Google also noticed an opportunity to work with brands, and built an ecosystem of resellers and service providers to bolster its direct brand relationships. It’s also updated the interface for Google Display & Video 360 (formerly DoubleClick) to cater to a shifting client base.
“A couple of years ago, most of the configurations in [the platform] had agencies in mind,” Garza said. “Everything was named after agency roles. More tools are starting to understand the agency isn’t the only customer.”
Still, while agencies have let vendors in the door with their clients, they don’t like being left out of the room. An initial meeting might not be a big deal, but multiple meetings about execution could be difficult to swallow.
“That would take away from what I’m doing for my client,” Garza said.
And not all DSPs are cozying up to brands. Some still see agencies as their most effective sales channel and want to avoid putting pressure on that relationship. dataxu, for example, doesn’t pitch to brands that already have an agency, said president, platform and EVP of product marketing and management Aaron Kechley.
“Signing an agency is a lot more economic than trying to do deals with 30 brands,” he said. “It undermines the agency relationship if we sell directly to a brand.”
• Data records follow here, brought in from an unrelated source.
PR #1082, opened 2015-04-02
Chess960: Use HTML output provided by FenViewer

rouzbeh:
This changes the output of the Chess960 IA to use the same format as FenViewer, purely done in HTML instead of querying an external website for an image to display.

### DIFF
--- a/lib/DDG/Goodie/Chess960.pm
+++ b/lib/DDG/Goodie/Chess960.pm
@@ -3,7 +3,7 @@ package DDG::Goodie::Chess960;
 
 use strict;
 use DDG::Goodie;
-use DDG::Goodie::FenViewer qw(parse_position draw_chessboard_html draw_chessboard_ascii);
+with 'DDG::GoodieRole::Chess';
 
 triggers any => 'random', 'chess960';
 zci is_cached => 0;
--- a/lib/DDG/Goodie/Chess960.pm
+++ b/lib/DDG/Goodie/Chess960.pm
@@ -3,6 +3,7 @@ package DDG::Goodie::Chess960;
 
 use strict;
 use DDG::Goodie;
+use DDG::Goodie::FenViewer qw(parse_position draw_chessboard_html draw_chessboard_ascii);
 
 triggers any => 'random', 'chess960';
 zci is_cached => 0;
@@ -115,6 +116,13 @@ RBKRNQBN RKRBNQBN RKRNQBBN RKRNQNBB BBRKRNNQ BRKBRNNQ BRKRNBNQ BRKRNNQB RBBKRNNQ
 RKBRNBNQ RKBRNNQB RBKRBNNQ RKRBBNNQ RKRNBBNQ RKRNBNQB RBKRNNBQ RKRBNNBQ RKRNNBBQ RKRNNQBB
 );
 
+sub make_fen {
+    my ($position) = @_;
+    my ($position_lc) = lc$position;
+    my ($fen) = "${position_lc}/pppppppp/8/8/8/8/PPPPPPPP/${position}";
+    return parse_position($fen);
+}
+
 handle query => sub {
     # Ensure rand is seeded for each process
     srand();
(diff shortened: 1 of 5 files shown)


lib/DDG/Goodie/Chess960.pm
```diff
@@ -3,6 +3,7 @@ package DDG::Goodie::Chess960;
 
 use strict;
 use DDG::Goodie;
+use DDG::Goodie::FenViewer qw(parse_position draw_chessboard_html draw_chessboard_ascii);
```
mintsoft: Hmm, we don't usually cross-goodie access like this; for situations where we share components we create roles. However that may be a little industrial for this, how many Chess related goodies can there be!?

lib/DDG/Goodie/Chess960.pm
```diff
@@ -115,6 +116,13 @@ RBKRNQBN RKRBNQBN RKRNQBBN RKRNQNBB BBRKRNNQ BRKBRNNQ BRKRNBNQ BRKRNNQB RBBKRNNQ
 RKBRNBNQ RKBRNNQB RBKRBNNQ RKRBBNNQ RKRNBBNQ RKRNBNQB RBKRNNBQ RKRBNNBQ RKRNNBBQ RKRNNQBB
 );
 
+sub make_fen {
```
mintsoft: Is this parsing different to the FenViewer IA's parsing due to a differing input format only?

lib/DDG/Goodie/FenViewer.pm
```diff
@@ -8,6 +8,8 @@ use DDG::Goodie;
 use strict;
 use Scalar::Util qw(looks_like_number);
 use Try::Tiny;
+use Exporter qw(import);
```
mintsoft: Not sure if `Exporter` is in `dist.ini`; can you add it if it is?

t/Chess960.t
```diff
@@ -13,19 +13,15 @@ ddg_goodie_test(
...
-       ([BKNQRP] ?){0,8}
-
-\(where B is for bishop,
-       K is for king,
-       N is for knight,
-       Q is for queen,
-       R is for rook, and
-       P is for pawn\)$/,
-            html    => qr|^<img src='/iu/\?u=http://www\.apronus\.com/chess/stilldiagram.php\?d=[KNQRPB]{17}________________________________[knqrpb]{16}0\.jpg&w=8&h=8'/>$|,
+        $_ => test_zci(qr/^[qrkbn]{1,8}
```
mintsoft: Is there a reason that the link to `apronus.com` has been removed?

lib/DDG/Goodie/Chess960.pm
mintsoft: @moollaza @jagtalon Any thoughts on this? 
* Does it present a problem with deployments etc?
* Is there an issue having dependencies between Goodies?
* Would a role be preferable?

mintsoft:
Thanks for this @rouzbeh. Love anything that harmonizes things a bit! I'd like to get an alternative viewpoint around the dependencies but on-the-whole, it looks good!

lib/DDG/Goodie/Chess960.pm
moollaza: @mintsoft I don't actually know if it'll cause any problems. I'll have to run this on a dev machine when I get a chance to see how it all works. 

I think using a role would be fine though, at least we know it won't cause problems :)

rouzbeh:
I'm going to try to answer to everything at once. Apologies if I forget a point.

@mintsoft I was not sure what would be the best way to do this. Just exporting the functions and importing them here seems to work. I could also just copy/paste them, but that's probably not the best thing to do. @moollaza How would I go about making this into a role? 

About chess related goosdies, I guess we can think of a few. Another example that comes to mind is a goodie that shows particular opening moves on the board, when asked by them name. Something like "Chess opening French defense".

About the parsing, in Chess960 we basically only record the position on the last (or first) row, and the rest is always the same. For FEN, we need to explicitly provide the other rows (of the board) as well. In the current goodie, the parsing is basically handled by apronous, which sends a jpeg back. Here we would do parsing directly, and not bother with an external service. Hence its removal.

And finally, what do I need to do to dist.ini?

mintsoft:
@rouzbeh For the dist.ini you just need to add `Exporter = 0` under the `[Prereqs]` section.

I think if there's scope for more chess goodies then a Role makes the most sense. Essentially we can have a module designated for parsing and displaying chessboards based on your FenViewer work!

We don't really have any docs for this as I think only myself and an ex-staff member have actually made goodie roles! However you essentially move the core code into `/lib/DDG/GoodieRole/Chess.pm`, adding `use Moo::Role;`. Then any subs that are defined will be accessible from any package using the role. 

In the Chess960 or FenViewer Goodies you simply add `with 'DDG::GoodieRole::Chess';` to compose the role into the package.

That's a little vague, however an example is:
* https://github.com/duckduckgo/zeroclickinfo-goodies/blob/master/lib/DDG/Goodie/CalendarConversion.pm
* https://github.com/duckduckgo/zeroclickinfo-goodies/blob/master/lib/DDG/GoodieRole/Dates.pm

Both of these are pretty big but I hope you can see how it all fits together. Any problems just ping me and I'll take a look!

moollaza:
>@rouzbeh For the dist.ini you just need to add Exporter = 0 under the [Prereqs] section.

@rouzbeh @mintsoft we actually *just* switched to use `[AutoPrereqs]` so developers no longer have to update the dist.ini :)

mintsoft:
@moollaza that's awesome

rouzbeh:
@rouzbeh @mintsoft I thought I don't need to bother with dist.ini since I went with the role anyways. Is that wrong? Do I need to do anything else?

mintsoft:
@rouzbeh That is correct!

moollaza:
Hey guys, just checking in here -- is this ready for review/merge?

rouzbeh:
Hey @moollaza. As far as I am concerned, yes!

mintsoft:
@moollaza I want to merge this in as I think it's worth having this html approach in master as it'll make it easier to convert to templates.

moollaza:
Sorry for they delay guys! This LGTM :+1:

PR #1085, opened 2015-04-04
Zaahir/cheatsheets working

moollaza:
Just about finished. The mobile layout needs help though.

I'm using css to display only the first 3 items, for the first 2 sections. It works for now, probably doesn't work for IE8 though. We can revise that and use JS + have the dev signify which elements should be show. The CSS route seemed simplest for now.


moollaza:
Merging for the Hackathon, can revise later.

lib/DDG/Goodie/CheatSheets.pm
```diff
@@ -0,0 +1,56 @@
...
+description 'Cheat sheets';
+primary_example_queries 'universal help', 'universal cheat sheet', 'universal example';
+code_url 'https://github.com/duckduckgo/zeroclickinfo-goodies/blob/master/lib/DDG/Goodie/CheatSheets.pm';
+category 'cheat_sheets';
+topics qw'computing geek programming sysadmin';
+attribution github  => [zachthompson => 'Zach Thompson'];
+
+
+triggers startend => (
+	'char', 'chars',
```
mintsoft: @jagtalon wouldn't be happy if he saw these tabs!

mintsoft:
As just discussed with @moollaza the regex cheatsheet goodie also provides some more targeted help: https://duckduckgo.com/?q=regex+%5Bb-j%5D&ia=answer or https://duckduckgo.com/?q=regex+%7B4%2C9%7D&ia=answer

Would the cheatsheets be extended to handle this or does it make more sense to keep regex separate? I suppose a third option would be to move the cheatsheet component and keep the interactive IA separate.

jagtalon:
@moollaza should JSON::XS be in dist.ini?

zachthompson:
@jagtalon @moollaza https://github.com/duckduckgo/zeroclickinfo-goodies/pull/1100

@mintsoft Not quite sure yet if we want to just keep CheatSheets simple and consistent or allow for cheat sheet-specific subs to somehow modify the json.

mintsoft:
@zachthompson fair enough, feel free to ping me for an outside opinion if wanted!

zachthompson:
@mintsoft outside opinions are our MO.  Let us know if you have ideas about how to move CheatSheets forward.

Despite losing the ability to blacklist a DSP across its client base, agencies still have some leverage over client spend.
Most clients contracting directly with DSPs choose to work with two or three platforms. Agencies, which still handle execution in many cases, can manipulate how spend flows across those partners.
“Most of these contracts don’t have guaranteed spend involved,” Prohaska said.
If one DSP in a client’s stack offers favorable pricing for the agency, for example, or allows it to input higher margins, the agency can funnel spend that way without the brand noticing. When transferring accounts from other holding companies, Essence has seen margin input as high as 50% on some platforms, Garza said.
“In some cases, we’ve seen that the number of inputs was egregious and likely not discussed with clients,” he said.
But in most cases, who owns the contract doesn’t really change the value an agency brings to its clients, said Aleksandra Injac, US programmatic practice lead at Mindshare North America.
“We provide programmatic strategy, expertise and activation excellence,” she said. “In that dynamic, we would still continue to be the power users of the DSP and maintain a very close relationship with partners.”